InternetHealthReport / internet-yellow-pages

A knowledge graph for Internet resources
GNU General Public License v3.0
39 stars 16 forks source link

CISCO Umbrella list #49

Closed romain-fontugne closed 1 year ago

romain-fontugne commented 1 year ago

Import CISCO's Umbrella top domain name list. Data is available here: https://umbrella-static.s3-us-west-1.amazonaws.com/index.html

The added relationships should look like this:

(:DomainName {name: 'com')-[:RANK {rank:1}]->(:RANKING {name: 'CISCO Umbrella Top 1 million})
m-appel commented 1 year ago

Do we want to create the DomainName chain we talked about as a new postprocess script?
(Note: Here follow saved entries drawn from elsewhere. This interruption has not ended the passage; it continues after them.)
PR #1467, opened 2015-09-30
XW-229 show message when article redirects to empty title

bognix:
https://wikia-inc.atlassian.net/browse/XW-229

related PR: https://github.com/Wikia/app/pull/8646


front/scripts/main/routes/ArticleRoute.ts
```diff
@@ -71,6 +71,15 @@ App.ArticleRoute = Em.Route.extend({
 			this.notifyPropertyChange('cleanTitle');
 		},
 
+		didTransition(): void {
```
rogatty: `afterModel` maybe?

bognix: in afterModel I would need to make the alert permanent because it's before didTransition in ApplicationRoute and all notifications are removed. 
On the other hand it doesn't make sense to make this notification permanent since it's strictly related with one particular page

rogatty: Still, we shouldn't put model related logic here because of the weird implementation of alerts. IMO it doesn't belong here.

bognix: how about getting model's property in afterModel, setting it as route's property and then read it in didTransiton?

rogatty: How about doing everything in `afterModel` and setting `expiry`? Let's not create complicated logic for an edge case.

bognix: not sure about the edge case if it occurs more than 29,151 every day in Kibana (and AFAIK Kibana is sampled)

front/scripts/main/models/ArticleModel.ts
```diff
@@ -169,7 +170,8 @@ App.ArticleModel.reopenClass({
 					media: App.MediaModel.create({
 						media: article.media
 					}),
-					categories: article.categories
+					categories: article.categories,
+					redirectEmptyTarget: source.redirectEmptyTarget
```
vforge: Shouldn't it be `redirectEmptyTarget: article.redirectEmptyTarget` as `redirectEmptyTarget` is a part of `article` object? (see (1))

vforge:
One comment, LGTM if fixed

tomasznapieralski:
LGTM

vforge:
https://github.com/Wikia/mercury/pull/1467#discussion_r40915685 fixed, LGTM now

front/scripts/main/models/ArticleModel.ts
rogatty: Should we default it to `false` if `undefined` (cached API responses)?

front/scripts/main/routes/ArticleRoute.ts
```diff
@@ -54,6 +56,8 @@ App.ArticleRoute = Em.Route.extend({
 
 		// Reset query parameters
 		model.set('commentsPage', null);
+
+		this.set('redirectEmptyTarget', model.redirectEmptyTarget);
```
rogatty: `model.get('redirectEmptyTarget')`

rogatty:
LGTM

PR #1470, opened 2015-09-30
SOC-1194 - Not Found page for Discussions

armonr:
Adds a new 404 page at `/404`

/CC @mklucsarits @garthwebb @bkoval 

https://wikia-inc.atlassian.net/browse/SOC-1194


rafalkalinski:
Correct me if I'm wrong, but I don't think, we should redirect user to the /404 if the url addres is 'Not Found'. It would be good to stay at the same address user wanted to visit and display the message 'Not found' there.
@kvas-damian @garthwebb @bkoval ?

kvas-damian:
I agree with @rafalkalinski, additionally ```/404``` returns status 200 which is against SEO.

front/styles/main/layout/_page-wrapper.scss
```diff
@@ -25,6 +24,12 @@
...
 }
 
-.site-head.theme-bar ~ .page-wrapper {
-	margin-top: 60px;
+@media #{$desktop-range} {
+	.page-wrapper {
+		margin-top: 50px;
+	}
+
+	.site-head.theme-bar ~ .page-wrapper {
```
bkoval: Out of curiosity: why do we need to check for page-wrapper as a sibling of theme-bar? I guess there's a good reason for it :)

front/styles/main/module/_discussion.scss
```diff
@@ -76,6 +76,26 @@ $horizontal-padding: 15px;
 		}
 	}
 
+	.error-content {
+		background-color: $color-white;
+		border-radius: 8px;
+		text-align: center;
+
+		.error-message {
+			color: $aluminum;
```
bkoval: Is this a foundation variable? If yes, we probably should avoid calling them directly as there are plans to evaluate dropping foundation in styleguide.

front/styles/main/module/_discussion.scss
```diff
@@ -76,6 +76,26 @@ $horizontal-padding: 15px;
...
+			font-size: rem-calc(14);
+		}
+
+		.error-action {
+			font-size: rem-calc(12);
+			margin-top: 8px;
+
+			a {
+				color: $oil;
```
bkoval: Same here :)

front/templates/main/discussion/notFound.hbs
```diff
@@ -0,0 +1,24 @@
+<div class="minimized discussion-hero-unit"></div>
+<div class="discussion-page row">
+	<div class="rail large-2 columns">
+		{{community-badge}}
+		{{discussion-back-button}}
+	</div>
+	<hr class="theme desktop-hidden">
+	<div class="discussion post small-12 large-8 columns">
+		<div class="error-container">
+			<div class="error-content">
```
bkoval: Wow, is there any way to simplify the markup a bit? There are 3 layers of divs containing just another div inside :)

bkoval:
@armonr Are there a lot of changes to i18n here? It's not visible at the first sight as the diff is pretty big, maybe because of changed whitespacing?

rogatty:
@bkoval after merging the latest dev it should stop being a problem.

bkoval:
@rogatty thanks!

@rafalkalinski Yeah, that feels more suitable to me as well.

front/styles/main/layout/_page-wrapper.scss
armonr: I just moved this rule here, but maybe @mklucsarits can shed light on it. https://github.com/Wikia/mercury/commit/fc4b7f53df8f7230ce524aaf0ae329b9fb336d06#diff-85a9c48ab225cb8722f97bdcea440979R30

mklucsarits: I honestly don't even remember. And with the changes removing page-wrapper usage on discussion pages, and changing implementation of the theme bar after top-bar integration, this style might not be used anymore.

garthwebb:
@rafalkalinski, @armonr, re: redirecting to the 404 page.  I agree with @rafalkalinski; if you've mistyped a URL, its really annoying to have to type in the whole URL again rather than correct the mistake.

armonr:
@garthwebb & @rafalkalinski: Yes, agreed. I have been working on that; ember transitioning is proving very tricky to me in this case; but stay tuned for the fix!

rafalkalinski:
The story was done as a part of SOC-1193

PR #1472, opened 2015-10-01
INT-215: Add Universal Analytics script to Japan HP

perjg:
Loads the Google Universal Analytics script into Japan HP async.
Same procedure as for main Mercury app.


homepage/server/views/_partials/tracking.html
```diff
@@ -0,0 +1,23 @@
+<!-- Universal Analytics -->
```
RafLeszczynski: Please consider reusing: https://github.com/Wikia/mercury/blob/dev/server/views/_partials/tracking.hbs to avoid code duplication.

RafLeszczynski: Additionally if you adding a code snippet from a third party source (example: GA) please add comment with link describing what it does, why it is required and that it contents shouldn't be changed. In this case adding this would be enough: https://developers.google.com/analytics/devguides/collection/analyticsjs/

perjg:
@RafLeszczynski I've switched to share the tracking template with Mercury.
(To do this I also had to switch the extension for the templates to .html to match Mercury).

Going forward, I'd like to be cautious when including templates directly from Mercury, as it will make the HP app vulnerable to hard to notice regressions. (For example, if somebody now rewrites the tracking template in way that is not compatible with the Japan HP, they will not notice)

RafLeszczynski:
@perjg that's good point. In order to prevent such a situation from happening please consider writing a  test for it.

perjg:
Will merge Tuesday if there are no further comments.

I think that would actually be more performant, since we can fetch all existing DomainName nodes in one go and then just fill in the gaps.

For completeness sake, we are thinking of modelling each part of the DNS name now, for example:

(:DomainName {name: 'g.doubleclick.net'})-[:PART_OF]->
(:DomainName {name: 'doubleclick.net'})-[:PART_OF]->
(:DomainName {name: 'net'})

because there are some DomainNames that do not resolve to an IP, but their subdomains do.

But long story short, I would create a separate issue for this?

romain-fontugne commented 1 year ago

yes, we should make a separate issue for this. It will be in a different (post) script

roopeshsn commented 1 year ago

Hi, @m-appel @romain-fontugne! Could you give me more context on this issue and the post-processing script? I understood that there are multiple domain names that belong to an IP. After crawling and pushing the data to the IYP, the post-processing script will work to group the domain names right?

m-appel commented 1 year ago

Hey, I will open a separate issue today with more details and will mark you there!